PR #223, opened 2018-12-26
Show when an infraction notified a user successfully via DM.

scragly:
I've added an envelope emoji to the infraction response message that indicates if an infraction successfully notified the user.

If the emoji is present, a DM was sent.
If it failed, or the infraction doesn't attempt to notify, it won't be present.

In the example below, the infractions to myself (Scragly) successfully send a DM notification. This includes the un-mute action also. For Eevee, the notification failed and so the emoji is not present.

dm-notification

### DIFF
--- a/bot/cogs/moderation.py
+++ b/bot/cogs/moderation.py
@@ -82,7 +82,7 @@ class Moderation(Scheduler):
         :param reason: The reason for the warning.
         """
 
-        await self.notify_infraction(
+        notified = await self.notify_infraction(
             user=user,
             infr_type="Warning",
             reason=reason
@@ -92,12 +92,13 @@ class Moderation(Scheduler):
         if response_object is None:
             return
 
-        if reason is None:
-            result_message = f":ok_hand: warned {user.mention}."
-        else:
-            result_message = f":ok_hand: warned {user.mention} ({reason})."
+        dm_result = ":incoming_envelope: " if notified else ""
+        action = f"{dm_result}:ok_hand: warned {user.mention}"
 
-        await ctx.send(result_message)
+        if reason is None:
+            await ctx.send(f"{action}.")
+        else:
+            await ctx.send(f"{action} ({reason}).")
 
     @with_role(*MODERATION_ROLES)
     @command(name="kick")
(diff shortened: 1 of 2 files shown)


SebastiaanZ:
I really like this addition to the mod tools.

One small thing I'd do differently is to always include the feedback explicitly in the message instead of relying on the presence/absence of an icon. So, instead of showing the envelope on success and omitting it on failure, I'd always include the envelope, but with a check mark (e.g., :white_check_mark:) or a cross (e.g., :x:) next to it to indicate the success of the PM action.

The reason is that it makes the outcome apparent instead of having to notice an absence (so, relying on memory) when, say, you're handing out a warning.

However, other than that, I think this is a very welcome addition.

SebastiaanZ:
That's fair, @scragly. I didn't really consider the perspective of having failures show up in public channels when writing my comment. I think your example would indeed be too distracting from the actual infraction.

My line of reasoning was this:

Sometimes infractions are handed out in #staff. In those cases, the only way for the user to actually receive the warning or the kick reason is by DM, so knowing if they did is important. However, moderators may not always remember to check and, when the DM actually failed, there's nothing in the bot response to remind them of it. So, in the situation where you actually want someone to notice that the DM failed, there's no explicit reminder in the bot response. 

However, your argument for not displaying failure to regular users may trump my argument for adding explicit feedback. I wonder if there's some middle ground, a subtle symbol that does remind the moderator that a DM wasn't sent, but that isn't really apparent to the "normal" user. I'm not sure what would be fitting, though.

Another option would be to have the bot mention the failure in mod-alerts with a mention of moderator who handed out the infraction (instead of the regular @everyone mention). That way, the "regular" uses will never know, but the moderator in question does get an explicit reminder of failure.

That's said, I'd support your addition as it is as well.

heavysaturn:
how about implicit in the channel, explicit in the mod-logs?

scragly:
Good idea @SebastiaanZ, I didn't think about sending the notice to modlog.
I'll adjust to add it in. Thanks!

scragly:
Added the modlog message that pings the moderator who performed the command when a DM notification fails to send.

image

Assignment: Across the entries above, how many lines contain the string "None"? The number alone is the answer.

Task result: 3